I love Marge, she is so cute. Not a fan of Barb, and Nikki can be ok but also horribly obnoxious. I am not a fan of Bill, I think he's kind of a jerk and is lucky his wives haven't walked out on him, lol. But yea, who are your fave characters?


----------



## leslie (Mar 3, 2010)

I love this show, and True Blood too. I got my husband into this show too and we watch it together.  I have TB season 1 on DVD. But really am obsessed over this show for right now since I have to wait for season 2 of TB to come out. 

I really don't have a favorite. I like all 3 wives, but in their own different ways. I like Barb because she's the one who keeps everything together. I think if she were to leave, everything would fall apart. Especially Bill. I love Nicki just because she's Nicki. She cracks me up the way she treats Margene. And I just love her look. From her hair to her shoes. Then Margene is just too funny. Like I can see myself doing some of the stuff she does. I like how now she's being tougher and standing up for herself, instead of them pushing her over. 

And right now I don't like Bill. He get's himself into these messes and then brings his family into it. It's like he just loves drama or something. I just wish he would see that he just needs one of them (I'd prefer him to just be with Barb) and live his life in a monogamous marriage. But that's just me.

Oh, and Nettiepoo, you can put me up to date w/ everything going on. I don't mind spoilers. I hate being in the dark. 

Oh, and I have to say I really HATE Anna. Ugh, can't stand her.


----------



## abbyquack (Mar 3, 2010)

LOL yea, Anna kinda disrupts the balance of the whole family or something, not sure what it is about her! 

Have you seen the 3rd season? I think it should be out on DVD by now. Definitely good though!...and I think TB season 2 is going to be replayed on HBO pretty shortly here, so if you have HBO, keep an eye out for it.


----------



## leslie (Mar 4, 2010)

Unfortunately I don't have cable. It's a bummer. But if I did, I'd be watching all the time. I rent the seasons through Netflix. So I've seen seasons 1 and 2 already. And today season 3 comes in the mail. I can't wait to watch it. 

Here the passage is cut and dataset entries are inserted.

PR #151, opened 2025-01-29
style: update type hints and enable type checking in ci for apt.py

james-garner-canonical:
Enable static analysis of `apt.py` in ci. `LIBPATCH` will be bumped after one more follow up PR handling `ruff` linting for this lib.

### DIFF
--- a/lib/charms/operator_libs_linux/v0/apt.py
+++ b/lib/charms/operator_libs_linux/v0/apt.py
@@ -108,9 +108,10 @@ import logging
 import os
 import re
 import subprocess
+import typing
 from enum import Enum
 from subprocess import PIPE, CalledProcessError, check_output
-from typing import Any, Iterable, Iterator, Mapping
+from typing import Any, Iterable, Iterator, Literal, Mapping
 from urllib.parse import urlparse
 
 logger = logging.getLogger(__name__)
@@ -197,7 +198,7 @@ class DebianPackage:
         self._state = state
         self._version = Version(version, epoch)
 
-    def __eq__(self, other) -> bool:
+    def __eq__(self, other: object) -> bool:
         """Equality for comparison.
 
         Args:
@@ -232,7 +233,7 @@ class DebianPackage:
     @staticmethod
     def _apt(
         command: str,
-        package_names: str | list,
+        package_names: str | list[str],
         optargs: list[str] | None = None,
     ) -> None:
         """Wrap package management commands for Debian/Ubuntu systems.
@@ -346,8 +347,10 @@ class DebianPackage:
     def _get_epoch_from_version(version: str) -> tuple[str, str]:
         """Pull the epoch, if any, out of a version string."""
         epoch_matcher = re.compile(r"^((?P<epoch>\d+):)?(?P<version>.*)")
-        matches = epoch_matcher.search(version).groupdict()
-        return matches.get("epoch", ""), matches.get("version")
+        result = epoch_matcher.search(version)
+        assert result is not None
+        matches = result.groupdict()
+        return matches.get("epoch", ""), matches["version"]
 
     @classmethod
     def from_system(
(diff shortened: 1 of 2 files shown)


lib/charms/operator_libs_linux/v0/apt.py
```diff
@@ -346,8 +347,10 @@ def fullversion(self) -> str:
     def _get_epoch_from_version(version: str) -> tuple[str, str]:
         """Pull the epoch, if any, out of a version string."""
         epoch_matcher = re.compile(r"^((?P<epoch>\d+):)?(?P<version>.*)")
-        matches = epoch_matcher.search(version).groupdict()
-        return matches.get("epoch", ""), matches.get("version")
+        result = epoch_matcher.search(version)
+        assert result is not None
+        matches = result.groupdict()
+        return matches.get("epoch", ""), matches["version"]
```
james-garner-canonical, line 353: This issue here is that `re.Pattern.search(...)` can return `None`. Presumably it never does on well formed version strings, so we can just `assert`.

Note also the change to returning `matches["version"]` instead of `matches.get("version")`, as the latter is also typed as possibly returning `None`, which contradicts the function signature. The [regex](https://regex101.com/r/biTRkD/1) match should always have an entry for `"version"` since it matches `.*`.

lib/charms/operator_libs_linux/v0/apt.py
```diff
@@ -422,32 +425,33 @@ def from_installed_package(
...
+                name=matches["package_name"],
+                version=split_version,
+                epoch=epoch,
+                arch=matches["arch"],
+                state=PackageState.Present,
+            )
+            if (pkg.arch == "all" or pkg.arch == arch) and (
+                version == "" or str(pkg.version) == version
+            ):
+                return pkg
```
james-garner-canonical, line 454: Originally the whole loop body is wrapped in a `try ... except AttributeError`, again due to `re.Pattern.search(...)` potentially returning `None` instead of a `re.Match`. This change explicitly checks if the `search` result is `None`, allowing the loop body to be dedented.

lib/charms/operator_libs_linux/v0/apt.py
```diff
@@ -496,11 +500,11 @@ def from_apt_cache(
...
-                vals["Package"],
-                split_version,
-                epoch,
-                vals["Architecture"],
-                PackageState.Available,
+                name=vals["Package"],
+                version=split_version,
+                epoch=epoch,
+                arch=vals["Architecture"],
+                state=PackageState.Available,
```
james-garner-canonical, line 507: Just using keyword arguments because why not

lib/charms/operator_libs_linux/v0/apt.py
```diff
@@ -555,15 +559,15 @@ def _get_parts(self, version: str) -> tuple[str, str]:
         upstream, debian = version.rsplit("-", 1)
         return upstream, debian
 
-    def _listify(self, revision: str) -> list[str]:
-        """Split a revision string into a listself.
+    def _listify(self, revision: str) -> list[str | int]:
+        """Split a revision string into a list.
```
james-garner-canonical, line 563: Return type is a list that alternates between strings and ints. This will come up later

lib/charms/operator_libs_linux/v0/apt.py
```diff
@@ -651,31 +657,38 @@ def _compare_revision_strings(self, first: str, second: str):  # noqa: C901
                 # explicitly raise IndexError if we've fallen off the edge of list2
                 if i >= len(second_list):
                     raise IndexError
+                other = second_list[i]
```
james-garner-canonical, line 660: Use a local variable to allow type narrowing -- and it's more efficient anyway

lib/charms/operator_libs_linux/v0/apt.py
```diff
@@ -651,31 +657,38 @@ def _compare_revision_strings(self, first: str, second: str):  # noqa: C901
...
+                    if item > other:
                         return 1
-                    if item < second_list[i]:
+                    if item < other:
                         return -1
                 else:
                     # string comparison
-                    return self._dstringcmp(item, second_list[i])
+                    assert isinstance(other, str)
+                    return self._dstringcmp(item, other)
```
james-garner-canonical, line 674: This is that list of alternating integers and strings -- well a pair of them being compared

lib/charms/operator_libs_linux/v0/apt.py
```diff
@@ -651,31 +657,38 @@ def _compare_revision_strings(self, first: str, second: str):  # noqa: C901
...
                 return 1
             return 1
         # rev1 is shorter than rev2 but otherwise equal, hence lesser
         # ...except for goddamn tildes
-        if second_list[len(first_list)][0][0] == "~":
+        # FIXME: bug?? we return -1 in both cases
+        # FIXME: first_list[len(second_list)] should be a string, why are we indexing to 0 twice?
+        if second_list[len(first_list)][0][0] == "~":  # type: ignore
             return -1
         return -1
```
james-garner-canonical, line 689: `type: ignore`  due to the `str | int` ambiguity -- and this is weird and potentially buggy so I'd like to save further changes for a separate PR (unit test coverage of these comparison functions is spotty)

lib/charms/operator_libs_linux/v0/apt.py
```diff
@@ -698,36 +711,52 @@ def _compare_version(self, other) -> int:
...
+    def __lt__(self, other: Version) -> bool:
         """Less than magic method impl."""
         return self._compare_version(other) < 0
 
-    def __eq__(self, other) -> bool:
+    def __eq__(self, other: object) -> bool:
         """Equality magic method impl."""
+        if not isinstance(other, Version):
+            return False
         return self._compare_version(other) == 0
```
james-garner-canonical, line 722: Technically a behaviour change, so maybe this should be dropped -- maybe it's better to get an `AttributeError` when you try to compare a `Version` for equality with something else?

lib/charms/operator_libs_linux/v0/apt.py
```diff
@@ -748,8 +777,6 @@ def add_package(
         update()
         cache_refreshed = True
 
-    packages = {"success": [], "retry": [], "failed": []}
```
james-garner-canonical, line 751: I separate these into individual variables for better typing

lib/charms/operator_libs_linux/v0/apt.py
```diff
@@ -698,36 +712,52 @@ def _compare_version(self, other) -> int:
...
+@typing.overload
+def add_package(
+    package_names: str,
+    version: str | None = "",
+    arch: str | None = "",
+    update_cache: bool = False,
+) -> DebianPackage: ...
+@typing.overload
+def add_package(
+    package_names: str | list[str],
```
benhoyt, line 751: Isn't `str | list[str]` a superset of the first overload? How does it know which signature to pick in the case of `str`? Should this be just `list[str]` here?

lib/charms/operator_libs_linux/v0/apt.py
benhoyt: Simpler too!

lib/charms/operator_libs_linux/v0/apt.py
james-garner-canonical: You're 100% correct, it should be `list[str]`. I'm surprised `pyright` didn't complain -- I guess it's because the return type is also a superset

benhoyt (approved):
Thanks!

PR #152, opened 2025-01-30
style: remove linting ignores for apt.py

james-garner-canonical:
This PR removes the linting ignores for apt.py and fixes each resulting problem. Commit view may be helpful as one ignore is fixed in each commit, but the file view is pretty straightforward.


tonyandrewmeyer (approved):
Looks good to me - no notes :)

Thanks!

Issue #129, opened 2024-08-09
ensure does not properly support "classic" confinement.


dstathis:
When a charm is already installed, and you refresh to a classic revision using `ensure(revision=N, classic=True)`, the lib does not add `--classic` to the command and so it fails.

benhoyt:
Thanks for the report. Yes, the code definitely looks a bit buggy on that front. Do you have time to put up a fix PR? If not, we can take a look later this week.

PR #161, opened 2025-05-27
fix: refresh with classic

IronCore864:
Fix a bug where `ensure` with `classic=True` doesn't add the `--classic` flag to the command.

Closes https://github.com/canonical/operator-libs-linux/issues/129.

### DIFF
--- a/tests/unit/test_snap.py
+++ b/tests/unit/test_snap.py
@@ -387,6 +387,31 @@ class TestSnapCache(unittest.TestCase):
         )
         self.assertEqual(foo._cohort, "")
 
+    @patch('charms.operator_libs_linux.v2.snap.subprocess.check_output')
+    def test_refresh_classic(self, mock_subprocess: MagicMock):
+        """Test that ensure and _refresh succeed and call the correct snap commands."""
+        foo = snap.Snap(
+            name='foo',
+            state=snap.SnapState.Present,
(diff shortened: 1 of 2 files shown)


tests/unit/test_snap.py
```diff
@@ -387,6 +387,31 @@ def test_refresh_revision_devmode_cohort_args(self, mock_subprocess: MagicMock):
...
+        foo = snap.Snap(
+            name='foo',
+            state=snap.SnapState.Present,
+            channel='stable',
+            revision='1',
+            confinement='classic',
+            apps=None,
+            cohort='A',
+        )
+        foo.ensure(snap.SnapState.Latest, revision='2', classic=True)
```
james-garner-canonical, line 402: If `classic` is not set to `True` in the `ensure` call, is `snap refresh` still called with `--classic` due to `foo.confinement` already being `'classic'`?

james-garner-canonical:
Looks good, please bump the lib patch version to trigger a new library release on merge, and remove the coverage report from the PR (maybe add `.report` to `.gitignore`), and we can merge this.

james-garner-canonical (changes requested):
Looks good, a few comments, and please bump the lib patch version in `snap.py` to trigger a new library release on merge.

james-garner-canonical (approved):

PR #165, opened 2025-08-11
feat: track snap version

skatsaounis:
Keep track of the snap version, if such version is available so that it could be used from a charm to set the workload version. 

For example, an operator charm could set the version like this:

```py
def _on_start(self, _event: ops.StartEvent) -> None:
    self.unit.status = ops.MaintenanceStatus("starting...")
    maas = SnapCache()["maas"]
    workload_version = maas.version if maas.version is not None else maas.revision
    self.unit.set_workload_version(workload_version)
```

### DIFF
--- a/lib/charms/operator_libs_linux/v2/snap.py
+++ b/lib/charms/operator_libs_linux/v2/snap.py
@@ -309,8 +309,8 @@ class Snap:
       - state: a `SnapState` representation of its install status
       - channel: "stable", "candidate", "beta", and "edge" are common
       - revision: a string representing the snap's revision
-      - version: a string representing the snap's version
       - confinement: "classic", "strict", or "devmode"
+      - version: a string representing the snap's version, if set by the snap author
     """
 
     def __init__(
@@ -319,19 +319,20 @@ class Snap:
         state: SnapState,
         channel: str,
         revision: str,
-        version: str,
         confinement: str,
         apps: list[dict[str, JSONType]] | None = None,
         cohort: str | None = None,
+        *,
+        version: str | None = None,
     ) -> None:
         self._name = name
         self._state = state
         self._channel = channel
         self._revision = revision
-        self._version = version
         self._confinement = confinement
         self._cohort = cohort or ""
         self._apps = apps or []
+        self._version = version
         self._snap_client = SnapClient()
 
     def __eq__(self, other: object) -> bool:
@@ -754,11 +755,6 @@ class Snap:
         return self._revision
 
     @property
-    def version(self) -> str:
-        """Returns the version for a snap."""
-        return self._version
-
-    @property
     def channel(self) -> str:
         """Returns the channel for a snap."""
         return self._channel
@@ -791,6 +787,11 @@ class Snap:
         """Report whether the snap has a hold."""
         info = self._snap("info")
         return "hold:" in info
+
+    @property
+    def version(self) -> str | None:
+        """Returns the version for a snap."""
+        return self._version
 
 
 class _UnixSocketConnection(http.client.HTTPConnection):
@@ -1055,9 +1056,9 @@ class SnapCache(Mapping[str, Snap]):
                 state=SnapState.Latest,
                 channel=i["channel"],
                 revision=i["revision"],
-                version=i["version"],
                 confinement=i["confinement"],
                 apps=i.get("apps"),
+                version=i.get("version"),
             )
             self._snap_map[snap.name] = snap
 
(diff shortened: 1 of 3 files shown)


lib/charms/operator_libs_linux/v2/snap.py
```diff
@@ -317,6 +319,7 @@ def __init__(
         state: SnapState,
         channel: str,
         revision: str,
+        version: str,
         confinement: str,
         apps: list[dict[str, JSONType]] | None = None,
         cohort: str | None = None,
```
james-garner-canonical, line 325: Since this is a public class, this addition to the constructor needs to be backwards compatible. Unfortunately that does mean that it will have to be an optional argument, which in turn means it probably has to be `None` able ... but at least we can make it keyword only to minimise ordering issues if we add additional arguments in future.
```suggestion
        state: SnapState,
        channel: str,
        revision: str,
        confinement: str,
        apps: list[dict[str, JSONType]] | None = None,
        cohort: str | None = None,
        *,
        version: str | None = None,
```

lib/charms/operator_libs_linux/v2/snap.py
```diff
@@ -749,6 +753,11 @@ def revision(self) -> str:
         """Returns the revision for a snap."""
         return self._revision
 
+    @property
+    def version(self) -> str:
```
james-garner-canonical, line 757:
```suggestion
    def version(self) -> str | None:
```

tests/unit/test_snap.py
```diff
@@ -326,20 +326,20 @@ def test_raises_error_if_snap_not_running(self, mock_exists):
         self.assertIn("snapd is not running", ctx.exception.message)
 
     def test_can_compare_snap_equality(self):
-        foo1 = snap.Snap("foo", snap.SnapState.Present, "stable", "1", "classic")
-        foo2 = snap.Snap("foo", snap.SnapState.Present, "stable", "1", "classic")
+        foo1 = snap.Snap("foo", snap.SnapState.Present, "stable", "1", "v42", "classic")
+        foo2 = snap.Snap("foo", snap.SnapState.Present, "stable", "1", "v42", "classic")
```
james-garner-canonical, line 330:
```suggestion
        foo1 = snap.Snap("foo", snap.SnapState.Present, "stable", "1", "classic", version="v42")
        foo2 = snap.Snap("foo", snap.SnapState.Present, "stable", "1", "classic")
```

james-garner-canonical: We don't include `version` in `Snap.__eq__` -- which I think is a fine call, as we already compare `revision`, which should be appropriately precise. Let's assert that here by not including the `version` for one of the snaps we're comparing. I'd also suggest adding a test case for inequality where the revision numbers are different but other metadata is the same (including version -- unrealistic? but worth asserting I think).

lib/charms/operator_libs_linux/v2/snap.py
james-garner-canonical: The call sites in the unit tests will need to be updated accordingly.

lib/charms/operator_libs_linux/v2/snap.py
```diff
@@ -1046,6 +1055,7 @@ def _load_installed_snaps(self) -> None:
                 state=SnapState.Latest,
                 channel=i["channel"],
                 revision=i["revision"],
+                version=i["version"],
```
james-garner-canonical, line 1058: Can we be sure that `"version"` is provided for all snaps? (e.g. [here](https://askubuntu.com/questions/915160/how-do-i-get-the-version-number-of-a-snap-package) is discussion of a snap where this field wasn't exposed).
```suggestion
                version=i.get("version"),
```

lib/charms/operator_libs_linux/v2/snap.py
```diff
@@ -1065,6 +1075,7 @@ def _load_info(self, name: str) -> Snap:
             state=SnapState.Available,
             channel=info["channel"],
             revision=info["revision"],
+            version=info["version"],
```
james-garner-canonical, line 1078:
```suggestion
            version=info.get("version"),
```

james-garner-canonical (changes requested):
Hi there, thanks for your contribution. The changes seem broadly reasonable, but there are a couple of changes that would be necessary before merging.

Firstly, let's validate this change in integration tests -- just checking that the exposed version field contains a string as expected in one of the existing tests would be sufficient. 

Secondly, adding a new, required argument to the public `Snap` class is not a backwards compatible change, particularly when added in the middle of other positional arguments. See separate comment for suggested resolution.

Also, I wonder if `version` is always guaranteed to be populated, or if it's up to the developer of the snap -- let's be defensive here.

Oh and if you could update the PR description with a description of the changes and the motivation, that would be great, thanks!

james-garner-canonical:
PS: don't forget to sign the CLA.

james-garner-canonical (approved):
Looks great, thanks!

PR #166, opened 2025-08-19
feat: add support for passing "all" arg to snap.logs

PietroPasotti:
the `snap logs` command supports an `all` parameter for the `-n` flag.

```
# from the command's own --help:
[logs command options]
          --abs-time   Display absolute times (in RFC 3339 format). Otherwise, display relative times up to 60 days, then YYYY-MM-DD.
      -n=              Show only the given number of lines, or 'all'. (default: 10)
      -f               Wait for new lines and print them as they come in.

```
This PR adds support for that (in the form of a type hint correction, the implementation is unchanged).


james-garner-canonical (approved):
Looks good to me, please bump LIBPATCH if you want to have this fix released after merging.

PR #167, opened 2025-08-21
docs: for apt, clarify that `add_package` doesn't raise `PackageNotFoundError`

dwilding:
When testing the apt library, I noticed that `add_package` doesn't raise `PackageNotFoundError` if any packages aren't found. Instead, the function raises `PackageError`. That's because `add_package` relies on a function `_add` to add each package, and `_add` catches `PackageNotFoundError` and returns a boolean instead.

This PR updates the relevant docs to clarify when `PackageNotFoundError` is raised. Matches https://github.com/canonical/charmlibs/pull/124


james-garner-canonical (approved):
Thanks for taking care of this

PR #171, opened 2026-02-25
Make wrap_snap_operations return the actual error.

crypticC0der:
Currently wrap_snap_operations just returns minimal error messages including only the names of the snaps that failed and not why. This is not particularly useful so I've expanded this to return include the actual error as well.


crypticC0der:
> Is this an improvement you're hoping to see in charms as soon as possible, or would waiting for the rewrite work?

I'm raising this just as I'm making the change locally in https://github.com/canonical/microovn-operator/pull/55 and i thought I'd pass along the update if you found it useful. I am in no real rush for the change to take place but please let me know when the rewrite is done with the new charm lib and I'll try move our products over

benhoyt:
Closing as this repo is being archived. Ideally users can move to charmlibs.snap.

PR #29, opened 2018-10-23
Feature/mom6 ecbuild gv rm

aerorahul:
1. clean up ecbuild of SOCA
2. Remove dependency on SIS2, but keep sea-ice in the interface, until a strategy to "couple" models is ready at the OOPS level.

This pull request is part of the effort to enable building MOM and its dependencies as part of the soca-bundle.


guillaumevernieres (approved):
All good.

PR #43, opened 2019-02-27
Feature/godas d

guillaumevernieres:
Implementation of GODAS D. No comments on the norms please! Fixed in a different branch.


travissluka (changes requested):
file ./Utils/soca_omb_stats_mod.F90 is missing from repo

guillaumevernieres:
oops, sorry. Just pushed.

travissluka:
I'm seeing a weird pattern in the bkg error along a single stripe (look at cold tongue below the surface) when running **test_soca_3dvar**. It looks fine after **test_soca_bkgerr** though
 
bkgerr

guillaumevernieres:
Thanks for catching that @travissluka . I also see that the bkg error changes with the number of cpu's ... Interesting feature, but maybe not what we want! I'm looking into it.

travissluka:
that pattern is gone, but I'm seeing a difference between the **test_soca_bkgerr** (left) and 
**test_soca_3dvar** (right) @guillaumevernieres  is it supposed to be that way?
image

travissluka (approved):
seems to work now.

PR #45, opened 2019-03-06
switch to 75 lvl hybrid vertical coordinates for MOM

travissluka:
switched from the 63 level sigma configuration to the 75 level hybrid vertical configuration. Configuration in the vertical should now be identical to what EMC will be using for their 1/4 degree model. The OM4_05 MOM_input was used as a starting point, so we'll have to take a closer look at the actual parameters used whenever we get to doing real science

What do you think is going to happen next season? From the looks of things I think everything is just going to crash down all around them. Bill's going to end up in a monogamous relationship w/a lot of child support.


----------



## abbyquack (Mar 4, 2010)

I never thought of it that way but you're right, I think his wives are tiring of hs antics and the neglect; I can tell Margene is a little disenchanted right now and without giving away too many details (though you seem to know what's currently happening), it seems like she is in a good postition to get into some trouble. So...yea basically I think it will get interesting, especially now that the focus is going to be on the family for season 5. I just can't believe season 4 is nearly over!


----------



## Kragey (Mar 4, 2010)

I LOOOOVE Big Love! We got rid of HBO, however, so I've only seen the first two seasons; I'm waiting for Season 3 to arrive on Netflix.


----------



## leslie (Mar 5, 2010)

I'm up to date about what's happening because I cheated and read the  synopsis for all the episodes for season 3 & 4. So I kinda know what's going on. Haha. 

I received the first DVD of season 3 last night. And so far its really good. My only gripe is that it seems like they just skip through episodes. I mean one minute Bill's at home and the next scene, he's already at the compound. I don't know, I just like details, I guess. 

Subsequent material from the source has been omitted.